Task description>
Each record must be reproduced exactly as it is shown.

Provided entries>
PR #7754, opened 2021-03-19
Fix data races detected by TSAN: HostConfig in grpc_connection.cc and g_log_level in log_stdio.cc.

dconeybe:
#no-changelog


Firestore/core/src/remote/grpc_connection.cc
```diff
@@ -71,10 +72,40 @@ std::shared_ptr<grpc::ChannelCredentials> CreateSslCredentials(
   return grpc::SslCredentials(options);
 }
 
-struct HostConfig {
-  util::Path certificate_path;
-  std::string target_name;
-  bool use_insecure_channel = false;
+class HostConfig {
```
var-const, line 75: To reduce verbosity, consider using an approach like:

Answer to the exercise>
PR #7754, opened 2021-03-19
Fix data races detected by TSAN: HostConfig in grpc_connection.cc and g_log_level in log_stdio.cc.

dconeybe:
#no-changelog


Firestore/core/src/remote/grpc_connection.cc
```diff
@@ -71,10 +72,40 @@ std::shared_ptr<grpc::ChannelCredentials> CreateSslCredentials(
   return grpc::SslCredentials(options);
 }
 
-struct HostConfig {
-  util::Path certificate_path;
-  std::string target_name;
-  bool use_insecure_channel = false;
+class HostConfig {
```
var-const, line 75: To reduce verbosity, consider using an approach like:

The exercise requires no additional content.